30460
Early Development and ASD Risk in Neurofibromatosis Type 1

Poster Presentation
Thursday, May 2, 2019: 5:30 PM-7:00 PM
Room: 710 (Palais des congres de Montreal)
A. Kolesnik1, E. J. Jones2, J. Begum Ali2, S. Garg3, T. Charman4, J. Green3 and M. H. Johnson5, (1)Centre for Brain and Cognitive Development, Birkbeck University of London, London, United Kingdom of Great Britain and Northern Ireland, (2)Centre for Brain and Cognitive Development, Birkbeck, University of London, London, United Kingdom, (3)University of Manchester, Manchester, United Kingdom of Great Britain and Northern Ireland, (4)Institute of Psychiatry, Psychology and Neuroscience, King’s College London, London, United Kingdom, (5)Centre of Brain and Cognitive Development, Birkbeck College, University of London, London, United Kingdom
Background: Neurofibromatosis Type 1 (NF1) is a monogenic disorder which affects 1 in every 2700 births (Evans et al.,2010), with up to 25% incidence of Autism Spectrum Disorder (ASD;Garg et al.,2013) and up to 45% presenting with ASD symptomatology (Garg et al.,2015). Levels of social impairment remain the main challenge for parents and children with NF1, although very little is understood about their early development. Our initial case series analysis of 10 infants revealed early motor and language delays at 10 months of age (Kolesnik et al.,2017).

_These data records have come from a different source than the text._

PR #135, opened 2018-08-22
Alternative way of listening on all interfaces for the bokeh server

### LINKED ISSUE #126: Adaptive prematurely killing workers

lesteve:
This is an alternative to #129. Not sure which one is preferable to be completely honest ... one difference that may matter is that the scheduler does not listen on all interfaces. 

This is more in the spirit of https://github.com/dask/dask-jobqueue/issues/90#issue-340311408. I discovered through looking at the source code, that you can pass a `(address, port)` address fine to the `diagnostics_port` despite its name. Thanks to this, the bokeh diagnostics server will listen on all interfaces.

Close #126.

### DIFF
--- a/dask_jobqueue/core.py
+++ b/dask_jobqueue/core.py
@@ -199,7 +199,7 @@ class JobQueueCluster(Cluster):
             extra += ' --interface  %s ' % interface
             kwargs.setdefault('ip', get_ip_interface(interface))
         else:
-            kwargs.setdefault('ip', socket.gethostname())
+            kwargs.setdefault('ip', '')
 
         # Bokeh diagnostics server should listen on all interfaces
         diagnostics_ip_and_port = ('', 8787)
--- a/dask_jobqueue/core.py
+++ b/dask_jobqueue/core.py
@@ -8,13 +8,14 @@ import sys
 import warnings
 from collections import OrderedDict
 from contextlib import contextmanager
+import socket
 
 import dask
 import docrep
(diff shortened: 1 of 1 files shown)


guillaumeeb:
And by the way, should we update distributed keyword name? This could break other things I imagine.

lesteve:
> I think I prefer this way, except I would still bind scheduler itself on all interfaces by default if no interface is provided. This should prove compatible with more network setup as default, even if only on edge cases.

Can you give a quick example of a cluster setup when it is useful to have the scheduler listen on all interfaces?

guillaumeeb:
No I cannot :), I just suspect it could happen. But in such a case workaround would be to pass ip kwargs when initializing cluster object. So nevermind.

guillaumeeb:
@lesteve feel free to revert your last commit, as discussed in previous comment, I don't have a strong argument for listening on all interfaces for scheduler, and if it is needed it can easily be done with kwargs.

guillaumeeb:
I will merge this once travis is OK.

PR #136, opened 2018-08-24
Adding info for scaling with cores and memory

### LINKED ISSUE #130: Use number of cores as a parameter to scale()
We've recently switched from number of jobs to number of worker processes as an argument to `scale` method. This is good for working with adaptive cluster as defined in distributed, but somehow not really easy to deal with while using dask-jobqueue, at least for me.

Ideally, we would use unitary job that spawn an entire node of our cluster. But in real life, I often find myself changing cores and process parameters between use cases, or to better fit with the current use of my cluster, when there is other users' job that are not using full nodes for example.

And at the end, when using scale method, what I want is to scale to a given number of CPU cores, no matter the number of jobs or workers or process or threads. So I'm left doing the (simple) maths of translating between number of cores and number of processes given my JobqueueCluster initialization.

It would be really easier if we could have the option to specify a cores kwarg or something like this to scale method.

guillaumeeb:
Closes #130. But should wait for https://github.com/dask/distributed/pull/2209 to be merged before going in.

An implementation of worker information to be able to scale with `cores` or `memory` kwargs.

This works fine on my setup.

### DIFF
--- a/dask_jobqueue/core.py
+++ b/dask_jobqueue/core.py
@@ -204,7 +204,7 @@ class JobQueueCluster(Cluster):
 
         # Keep information on process, threads and memory, for use in
         # subclasses
-        self.worker_memory = parse_bytes(memory) if memory is not None else None
+        self.worker_memory = parse_bytes(memory)
         self.worker_processes = processes
         self.worker_cores = cores
         self.name = name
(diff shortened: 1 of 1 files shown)


guillaumeeb:
Closed in favor of #184.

Objectives: This project is designed to help identify early behavioural and neurophysiological markers of ASD in NF1, as well as gain a broader understanding of developmental trajectories. It further explores possible common pathways of ASD in children with NF1 and those without genetic disorders to inform construction of individualised intervention protocols.

Methods: We present data from a prospective study of infants with NF1 at 10 (n=10) and 14 (n=10) months. Data collection is ongoing and the final presentation will include data from 30 infants with NF1 recruited into the study. Results from a series of standardised assessments (Mullen,1995; McKinlay et al.,2011) were compared to a cohort of infants with familial risk of ASD including infants with a three-year diagnosis of ASD (HR-ASD:n=34), atypical (HR-Atyp:n=44) and typical development (HR-TD:n=89), as well as low risk controls (LR:n=89), co-varied by age (in days).

Results: Follow-up assessments at 14 months mirrored our initial findings (Fig1), showing reduced motor abilities in NF1 than non-ASD (HR-TD, HR-Atyp, LR) groups [Mullen Gross Motor(GM): ps=.03-.007], but not HR-ASD [p=n.s.]. Fine Motor(FM) and Vineland Adaptive Motor(VAM) scores were significantly lower in NF1 than all other groups [ps<.001]. Additionally, the NF1 group showed significant impairment in language ability, including lower Expressive (EL) [p=.033, η2=.07], Receptive Language(RL) [p=.022, η2=.044] and Adaptive Communication(VAC) scores [p<.001,η2=.11], with significant differences between NF1 and LR groups only. Age comparisons (10 vs.14m) revealed age x outcome interaction for EL [p=.03, η2=.023], RL [p=.02, η2=.024], and VAC[p=.008, η2=.01] scores, with comparable low scores in NF1 and HR-ASD groups, and lowest overall EL scores in NF1 group [ps ≤.001].

Conclusions: There are notable developmental difficulties in infants with NF1 in motor and language domains, which are similar to infants with later ASD diagnosis. Social skills are reported to be less affected at both time-points, which is unexpected relative to difficulties reported in later life. Based on our findings of pervasive language impairment in NF1 cohort, we will further discuss EEG data from an auditory habituation task (analysis ongoing), which was reported to show sensitivity to early variation in language growth (Kolesnik et al.,in review; Benasich et al.,2002). We hope to explore the relationship between neural markers of auditory processing and language difficulties observed in infants with NF1 and those with a later diagnosis of ASD. Using a prospective design will further help identify the time-window where these early impairments may be addressed.